The task:
What you return must be every line below that includes the word "tableNode".

Available data:
· · · · ·

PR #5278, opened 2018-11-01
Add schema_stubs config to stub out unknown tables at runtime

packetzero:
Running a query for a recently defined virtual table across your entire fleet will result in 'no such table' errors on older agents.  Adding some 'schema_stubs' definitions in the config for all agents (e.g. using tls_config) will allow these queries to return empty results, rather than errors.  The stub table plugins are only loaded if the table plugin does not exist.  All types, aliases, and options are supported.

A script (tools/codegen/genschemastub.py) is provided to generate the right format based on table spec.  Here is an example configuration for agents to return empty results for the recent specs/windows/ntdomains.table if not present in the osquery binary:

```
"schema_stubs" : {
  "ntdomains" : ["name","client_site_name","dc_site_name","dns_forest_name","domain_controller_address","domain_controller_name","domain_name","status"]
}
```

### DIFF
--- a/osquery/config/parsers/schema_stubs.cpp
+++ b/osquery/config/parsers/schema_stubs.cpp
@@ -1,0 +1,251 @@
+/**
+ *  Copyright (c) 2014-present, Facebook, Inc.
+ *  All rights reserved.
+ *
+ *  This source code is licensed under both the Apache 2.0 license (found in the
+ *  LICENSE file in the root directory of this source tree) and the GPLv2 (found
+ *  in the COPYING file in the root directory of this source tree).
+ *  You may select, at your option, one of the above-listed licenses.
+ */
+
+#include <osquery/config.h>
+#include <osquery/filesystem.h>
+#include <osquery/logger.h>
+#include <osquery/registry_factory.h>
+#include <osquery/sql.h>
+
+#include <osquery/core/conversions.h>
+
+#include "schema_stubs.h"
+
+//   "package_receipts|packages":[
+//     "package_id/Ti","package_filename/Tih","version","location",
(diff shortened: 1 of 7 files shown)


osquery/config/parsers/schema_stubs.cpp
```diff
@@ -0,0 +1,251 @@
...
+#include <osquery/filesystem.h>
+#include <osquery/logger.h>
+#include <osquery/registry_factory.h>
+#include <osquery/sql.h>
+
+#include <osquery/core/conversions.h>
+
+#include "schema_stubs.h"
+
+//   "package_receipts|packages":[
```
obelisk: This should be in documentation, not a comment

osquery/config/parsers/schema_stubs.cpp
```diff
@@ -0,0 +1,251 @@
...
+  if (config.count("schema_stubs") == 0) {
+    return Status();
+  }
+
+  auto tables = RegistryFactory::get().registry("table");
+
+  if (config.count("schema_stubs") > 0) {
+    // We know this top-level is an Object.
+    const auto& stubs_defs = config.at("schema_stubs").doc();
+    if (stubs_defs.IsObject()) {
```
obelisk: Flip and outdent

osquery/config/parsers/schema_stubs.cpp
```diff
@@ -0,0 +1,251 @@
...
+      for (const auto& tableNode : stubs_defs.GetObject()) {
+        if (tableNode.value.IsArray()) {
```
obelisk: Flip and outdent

· · · · ·

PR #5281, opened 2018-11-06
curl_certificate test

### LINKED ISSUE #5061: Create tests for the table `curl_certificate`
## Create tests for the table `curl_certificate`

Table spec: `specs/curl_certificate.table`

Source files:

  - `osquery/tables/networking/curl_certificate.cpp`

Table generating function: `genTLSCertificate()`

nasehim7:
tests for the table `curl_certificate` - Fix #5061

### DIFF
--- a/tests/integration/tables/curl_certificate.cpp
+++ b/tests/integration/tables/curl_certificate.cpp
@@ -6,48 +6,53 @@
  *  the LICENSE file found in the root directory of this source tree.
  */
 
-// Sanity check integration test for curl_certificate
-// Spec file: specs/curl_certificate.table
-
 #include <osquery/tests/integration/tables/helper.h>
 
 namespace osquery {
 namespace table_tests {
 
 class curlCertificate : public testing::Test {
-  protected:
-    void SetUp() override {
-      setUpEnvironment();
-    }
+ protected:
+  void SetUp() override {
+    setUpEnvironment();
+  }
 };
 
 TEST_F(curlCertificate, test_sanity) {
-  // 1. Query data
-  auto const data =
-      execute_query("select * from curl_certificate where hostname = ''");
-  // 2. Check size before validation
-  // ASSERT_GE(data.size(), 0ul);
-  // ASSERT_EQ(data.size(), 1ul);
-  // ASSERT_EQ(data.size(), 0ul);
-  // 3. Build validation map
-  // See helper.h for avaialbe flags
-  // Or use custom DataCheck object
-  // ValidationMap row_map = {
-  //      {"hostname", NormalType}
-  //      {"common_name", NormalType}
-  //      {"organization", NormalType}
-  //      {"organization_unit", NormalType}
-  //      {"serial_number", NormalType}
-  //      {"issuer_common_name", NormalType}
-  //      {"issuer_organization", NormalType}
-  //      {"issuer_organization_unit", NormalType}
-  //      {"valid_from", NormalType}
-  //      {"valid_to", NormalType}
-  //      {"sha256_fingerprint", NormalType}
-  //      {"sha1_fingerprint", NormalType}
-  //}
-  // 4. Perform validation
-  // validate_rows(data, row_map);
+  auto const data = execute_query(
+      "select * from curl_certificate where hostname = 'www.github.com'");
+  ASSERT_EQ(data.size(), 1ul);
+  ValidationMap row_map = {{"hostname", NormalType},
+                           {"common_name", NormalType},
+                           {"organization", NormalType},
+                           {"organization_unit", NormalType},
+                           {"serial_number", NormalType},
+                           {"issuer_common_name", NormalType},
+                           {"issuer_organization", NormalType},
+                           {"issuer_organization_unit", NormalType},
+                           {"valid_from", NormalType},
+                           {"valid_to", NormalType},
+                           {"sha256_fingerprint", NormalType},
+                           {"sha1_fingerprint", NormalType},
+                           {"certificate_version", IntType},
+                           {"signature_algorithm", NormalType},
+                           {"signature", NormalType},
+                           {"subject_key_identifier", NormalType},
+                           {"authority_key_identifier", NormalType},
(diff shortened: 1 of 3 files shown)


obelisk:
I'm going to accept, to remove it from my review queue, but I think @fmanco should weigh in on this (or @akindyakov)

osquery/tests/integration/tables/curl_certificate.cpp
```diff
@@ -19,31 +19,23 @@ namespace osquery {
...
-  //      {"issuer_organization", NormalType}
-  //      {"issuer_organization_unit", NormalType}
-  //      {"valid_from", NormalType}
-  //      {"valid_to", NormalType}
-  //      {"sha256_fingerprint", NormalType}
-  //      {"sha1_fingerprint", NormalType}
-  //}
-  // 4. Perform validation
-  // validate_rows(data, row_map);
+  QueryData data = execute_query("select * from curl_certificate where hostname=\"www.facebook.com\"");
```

· · · · ·

Solution to this exercise:
+      for (const auto& tableNode : stubs_defs.GetObject()) {
+        if (tableNode.value.IsArray()) {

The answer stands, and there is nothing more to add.